-- GIVEN DATA follows --
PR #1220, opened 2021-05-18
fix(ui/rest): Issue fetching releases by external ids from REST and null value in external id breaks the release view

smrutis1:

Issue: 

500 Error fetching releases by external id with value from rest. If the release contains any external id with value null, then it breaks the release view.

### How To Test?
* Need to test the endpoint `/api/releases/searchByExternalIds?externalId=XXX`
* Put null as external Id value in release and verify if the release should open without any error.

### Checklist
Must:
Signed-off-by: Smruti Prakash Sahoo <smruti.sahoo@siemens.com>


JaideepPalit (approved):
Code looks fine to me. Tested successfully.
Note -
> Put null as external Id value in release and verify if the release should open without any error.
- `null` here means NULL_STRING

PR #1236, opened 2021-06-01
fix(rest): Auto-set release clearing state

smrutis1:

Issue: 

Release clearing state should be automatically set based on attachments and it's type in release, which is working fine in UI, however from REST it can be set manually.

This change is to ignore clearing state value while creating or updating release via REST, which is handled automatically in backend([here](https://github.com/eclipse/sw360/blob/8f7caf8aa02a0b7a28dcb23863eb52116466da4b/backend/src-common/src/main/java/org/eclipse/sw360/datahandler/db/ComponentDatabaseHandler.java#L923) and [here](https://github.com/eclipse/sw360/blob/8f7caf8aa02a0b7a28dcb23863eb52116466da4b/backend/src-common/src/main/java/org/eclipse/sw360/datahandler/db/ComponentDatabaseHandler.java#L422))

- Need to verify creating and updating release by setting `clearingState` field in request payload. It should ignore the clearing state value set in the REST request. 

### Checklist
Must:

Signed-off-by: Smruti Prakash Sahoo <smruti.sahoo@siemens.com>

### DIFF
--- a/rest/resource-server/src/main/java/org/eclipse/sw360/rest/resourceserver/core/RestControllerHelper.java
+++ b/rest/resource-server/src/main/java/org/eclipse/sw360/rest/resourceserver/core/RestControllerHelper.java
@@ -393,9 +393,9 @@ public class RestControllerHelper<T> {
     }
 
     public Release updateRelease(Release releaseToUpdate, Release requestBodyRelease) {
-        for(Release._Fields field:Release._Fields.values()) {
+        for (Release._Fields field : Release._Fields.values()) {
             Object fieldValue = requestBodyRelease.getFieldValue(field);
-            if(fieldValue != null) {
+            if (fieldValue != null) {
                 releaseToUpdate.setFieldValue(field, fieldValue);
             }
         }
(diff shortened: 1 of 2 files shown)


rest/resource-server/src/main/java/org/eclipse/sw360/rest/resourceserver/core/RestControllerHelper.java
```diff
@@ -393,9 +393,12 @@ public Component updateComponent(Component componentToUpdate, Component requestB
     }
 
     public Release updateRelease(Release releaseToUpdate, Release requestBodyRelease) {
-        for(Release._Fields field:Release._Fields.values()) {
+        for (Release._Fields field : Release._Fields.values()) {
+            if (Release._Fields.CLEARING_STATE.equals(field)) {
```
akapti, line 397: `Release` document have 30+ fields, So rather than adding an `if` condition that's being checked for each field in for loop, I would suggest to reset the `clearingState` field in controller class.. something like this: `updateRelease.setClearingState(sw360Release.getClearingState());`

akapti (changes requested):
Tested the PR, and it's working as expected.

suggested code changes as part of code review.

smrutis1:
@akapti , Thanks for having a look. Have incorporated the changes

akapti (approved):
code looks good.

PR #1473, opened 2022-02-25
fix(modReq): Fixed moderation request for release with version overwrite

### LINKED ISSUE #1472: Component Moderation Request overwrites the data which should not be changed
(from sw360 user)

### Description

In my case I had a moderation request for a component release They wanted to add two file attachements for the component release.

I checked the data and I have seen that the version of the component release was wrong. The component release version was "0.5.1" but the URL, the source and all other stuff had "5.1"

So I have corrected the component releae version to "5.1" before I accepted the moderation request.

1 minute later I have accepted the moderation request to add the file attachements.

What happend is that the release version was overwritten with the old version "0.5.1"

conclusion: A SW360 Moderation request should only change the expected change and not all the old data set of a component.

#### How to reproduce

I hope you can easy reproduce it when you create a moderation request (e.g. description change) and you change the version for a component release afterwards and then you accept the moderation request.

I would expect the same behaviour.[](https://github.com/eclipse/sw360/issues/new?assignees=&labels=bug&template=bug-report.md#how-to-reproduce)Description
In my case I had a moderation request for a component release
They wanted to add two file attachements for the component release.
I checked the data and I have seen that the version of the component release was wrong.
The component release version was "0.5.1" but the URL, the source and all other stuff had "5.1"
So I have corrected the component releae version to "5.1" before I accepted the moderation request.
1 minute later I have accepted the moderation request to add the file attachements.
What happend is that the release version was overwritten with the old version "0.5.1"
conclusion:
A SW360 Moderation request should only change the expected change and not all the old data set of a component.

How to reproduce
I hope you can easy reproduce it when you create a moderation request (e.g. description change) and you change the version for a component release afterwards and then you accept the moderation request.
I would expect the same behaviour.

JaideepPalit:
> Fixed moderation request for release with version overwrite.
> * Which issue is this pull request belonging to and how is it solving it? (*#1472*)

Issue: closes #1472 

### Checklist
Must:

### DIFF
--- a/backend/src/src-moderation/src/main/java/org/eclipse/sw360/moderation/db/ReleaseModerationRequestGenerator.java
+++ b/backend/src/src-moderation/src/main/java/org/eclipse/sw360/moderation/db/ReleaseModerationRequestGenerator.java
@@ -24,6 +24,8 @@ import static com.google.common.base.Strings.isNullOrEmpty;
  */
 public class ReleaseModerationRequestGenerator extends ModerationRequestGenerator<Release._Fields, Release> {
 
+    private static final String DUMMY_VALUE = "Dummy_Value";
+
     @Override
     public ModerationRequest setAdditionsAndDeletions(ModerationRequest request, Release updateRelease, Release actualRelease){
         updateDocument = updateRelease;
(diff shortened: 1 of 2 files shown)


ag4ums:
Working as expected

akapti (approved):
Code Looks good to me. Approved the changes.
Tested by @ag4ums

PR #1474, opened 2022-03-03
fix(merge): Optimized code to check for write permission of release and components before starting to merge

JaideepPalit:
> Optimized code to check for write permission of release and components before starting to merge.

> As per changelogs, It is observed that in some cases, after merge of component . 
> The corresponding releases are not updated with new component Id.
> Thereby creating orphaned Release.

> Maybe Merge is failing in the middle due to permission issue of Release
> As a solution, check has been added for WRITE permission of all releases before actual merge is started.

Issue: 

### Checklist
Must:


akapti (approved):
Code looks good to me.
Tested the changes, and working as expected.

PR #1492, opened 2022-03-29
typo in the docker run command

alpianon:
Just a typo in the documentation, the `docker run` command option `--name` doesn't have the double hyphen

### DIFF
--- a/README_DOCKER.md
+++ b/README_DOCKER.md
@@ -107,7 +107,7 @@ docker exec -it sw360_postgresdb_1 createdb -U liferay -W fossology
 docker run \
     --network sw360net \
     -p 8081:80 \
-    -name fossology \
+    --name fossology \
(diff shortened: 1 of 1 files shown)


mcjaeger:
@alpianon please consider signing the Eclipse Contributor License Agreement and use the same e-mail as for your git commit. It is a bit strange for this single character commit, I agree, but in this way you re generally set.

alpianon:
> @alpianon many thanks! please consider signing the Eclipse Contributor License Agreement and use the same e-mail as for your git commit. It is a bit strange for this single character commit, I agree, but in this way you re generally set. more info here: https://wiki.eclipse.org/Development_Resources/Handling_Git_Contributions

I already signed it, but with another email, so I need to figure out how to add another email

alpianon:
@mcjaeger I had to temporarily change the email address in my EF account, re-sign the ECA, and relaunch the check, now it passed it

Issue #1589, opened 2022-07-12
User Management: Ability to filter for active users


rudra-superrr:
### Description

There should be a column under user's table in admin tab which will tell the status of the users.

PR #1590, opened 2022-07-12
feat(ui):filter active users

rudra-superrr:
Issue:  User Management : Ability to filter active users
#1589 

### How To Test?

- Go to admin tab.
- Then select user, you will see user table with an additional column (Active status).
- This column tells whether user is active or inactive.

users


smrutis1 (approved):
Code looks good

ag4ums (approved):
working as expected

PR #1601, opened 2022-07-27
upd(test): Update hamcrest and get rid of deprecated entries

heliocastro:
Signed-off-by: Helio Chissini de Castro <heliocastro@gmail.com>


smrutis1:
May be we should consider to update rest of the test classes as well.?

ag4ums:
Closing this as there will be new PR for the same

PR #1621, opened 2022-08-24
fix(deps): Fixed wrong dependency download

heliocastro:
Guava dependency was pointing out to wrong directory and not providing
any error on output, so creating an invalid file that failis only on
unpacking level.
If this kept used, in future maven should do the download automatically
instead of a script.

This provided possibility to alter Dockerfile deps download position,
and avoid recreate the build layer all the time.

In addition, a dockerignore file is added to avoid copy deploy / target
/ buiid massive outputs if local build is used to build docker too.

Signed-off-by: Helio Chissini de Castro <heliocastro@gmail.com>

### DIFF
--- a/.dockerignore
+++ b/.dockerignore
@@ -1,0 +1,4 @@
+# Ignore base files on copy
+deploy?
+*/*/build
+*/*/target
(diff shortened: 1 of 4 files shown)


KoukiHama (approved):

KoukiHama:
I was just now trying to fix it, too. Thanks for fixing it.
-- GIVEN DATA concluded --
Return the lines containing "deploy", taking each one from the listing.

_RESPONSE AREA_
In addition, a dockerignore file is added to avoid copy deploy / target
+deploy?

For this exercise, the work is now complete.